Charoen Sirivadhanabhakdi has been a prolific dealmaker. Born and raised in Songwaad, Bangkok's Chinatown, he started his own trading business at a young age. The company initially supplied products to distilleries, becoming a distiller in its own right after it was awarded concessions to produce liquor. 

The group has radically transformed itself through overseas acquisitions and diversification. According to data provider Dealogic, TCC group and Thai Beverage have bid for $17.4 billion worth of acquisitions since 2010.

The push overseas has been driven by the need to diversify. Like many families in Southeast Asia, Charoen-owned companies already have a dominant market share at home, leaving little room to grow. “We did the analysis of the source of income of the family and we realised that Thailand made up more than 90% of the income three to four years ago,” said Bijananda.

“We have an 80-90% market share in some of the businesses in Thailand and growth depends on the GDP of the country. That’s the reason why TCC is acquiring companies outside Thailand,” he added.

Thailand's GDP grew by a muted 0.7% for the full year 2014, with exports and domestic consumption remaining anaemic after a military coup in May. 

Despite its recent acquisitions, TCC is hungry for more deals. “We are looking for more acquisitions. When we bought F&N, we lost APB [Asia Pacific Breweries] ” to another bidder, said Bijananda.

“We want to grow our business, particularly in the beverage and beer business in this region, and we are looking for opportunities. Our chairman looks forward to build an APB-like company in the near future,” he added.

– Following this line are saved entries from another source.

PR #1148, opened 2020-05-18
Agent: formatTokenAmount() and Rounding Tooltip

ECWireless:
This first commit simply re-adds the reverts @bpierre made in #1121 

Fixes aragon/aragon#506, #756, #1065.

This PR is still a work in progress. @bpierre are there any other issues I could tack onto this PR?

To do:
- [ ] Add rounding tooltip
- [ ] Add formatTokenAmount from UI

### DIFF
--- a/apps/agent/app/src/components/BalanceToken.js
+++ b/apps/agent/app/src/components/BalanceToken.js
@@ -1,5 +1,5 @@
 import React from 'react'
-import { textStyle, useTheme } from '@aragon/ui'
+import { GU, Help, textStyle, useTheme } from '@aragon/ui'
 import { useNetwork } from '@aragon/api-react'
 import { tokenIconUrl } from '../lib/icon-utils'
 import { formatTokenAmount } from '../lib/utils'
@@ -13,6 +13,23 @@ function BalanceToken({
 }) {
   const theme = useTheme()
   const network = useNetwork()
+
+  const [integerAmount, fractionalAmount] = formatTokenAmount(
+    amount.toFixed(3)
+  ).split('.')
+
+  const [_, notRoundedFractionalAmount] = formatTokenAmount(
+    amount,
+    false,
+    0,
+    false,
+    {
+      rounding: 18,
+    }
+  ).split('.')
+
+  const amountWasRounded = fractionalAmount !== notRoundedFractionalAmount
+  
   return (
     <React.Fragment>
       <div
@@ -42,9 +59,23 @@ function BalanceToken({
         <div
           css={`
             ${textStyle('title2')}
+            display:flex;
           `}
         >
-          <SplitAmount amount={amount.toFixed(3)} />
+          <SplitAmount integer={integerAmount} fractional={fractionalAmount} />
+          {amountWasRounded && (
+            <div
+              css={`
+                display: flex;
+                align-items: center;
+                margin-left: ${GU}px;
+              `}
+            >
+              <Help hint={'This is an approximation, see the complete amount'}>
+                {amount}
+              </Help>
+            </div>
+          )}
         </div>
         <div
           css={`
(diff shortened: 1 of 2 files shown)


bpierre:
@ECWireless Thank you for this!

> @bpierre are there any other issues I could tack onto this PR?

I think we might want to reproduce all the changes made in #1121, because the codebase of the two apps is really similar:

- Use BN.js values everywhere.
- Move to aragonUI’s `formatTokenAmount()`.
- Add the tooltip when an amount is rounded (what you did already).
- Align the `Balances.js` and `Transfers.js` components between the two apps.

Let me know if you need anything!

ECWireless:
@bpierre @Evalir sorry for the long delay in adding more to this; just finished moving from one side of the US to the other... But I've made a few more additions to the Agent App! This primarily includes just adding formatTokenAmount() from aragon/ui, as well as BN.js, into any appropriate files.

I believe the only other file that needs updated is useDownloadData.js, although I'm having trouble testing out changes since Chrome is blocking all downloads from iFrames. Not sure if there is an easy way around this...

But let me know what you think! I'll keep messing around with useDownloadData.js in the meantime.

sohkai:
> I believe the only other file that needs updated is useDownloadData.js, although I'm having trouble testing out changes since Chrome is blocking all downloads from iFrames. Not sure if there is an easy way around this...

Ah, this is a good catch. We may need to update our `allow` directive to include `allow-downloads` on the iframe.

sohkai:
On the above, this is fixed with: https://github.com/aragon/aragon/pull/1436.

ECWireless:
@bpierre and @Evalir Finishing touches have just been added, including updates to useDownloadData.js and the removal of formatTokenAmount() (and associated functions) from utils. Let me know about any changes that need made!

sohkai:
@ECWireless I'm wondering if we could double check and align the `BalanceToken.js`, `Balances.js`, and `Transfers.js` files from #1121, as we've updated them there!

I know for `BalanceToken` and `Balances`, we should probably be able to just copy the files over!

ECWireless:
@sohkai Ah, got it! I just copied over BalanceToken.js and Balances.js and everything works fine. It looks like Finance's Transfers.js and Agent's Transactions.js can't simply be copied between each other though, so I'll go through it again and try to align it a bit more.

ECWireless:
@sohkai I believe Agent's Transactions.js and Finance's Transfers.js are pretty well aligned now. I double-checked it, and all I found was a repeated 'symbol' (because of adding formatTokenAmount() from the UI).

apps/agent/app/src/components/Transactions.js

Former Asia Pacific Breweries CEO Koh Poh Tiong now works at Fraser & Neave, along with other former APB employees.

Charoen has not been one to shy away from a fight. He fought off a consortium led by OUE in the bidding war for Fraser & Neave while last year Frasers Centrepoint beat down rival Stockland in the bid for Australand

Despite that, according to Bijananda, the company is not keen on hostile takeovers. “We don’t want a hostile situation, we want a win-win,” he said.

A earlier version of this item incorrectly stated that F&N had already sold its 55% stake in Myanmar Brewery. The deal is pending.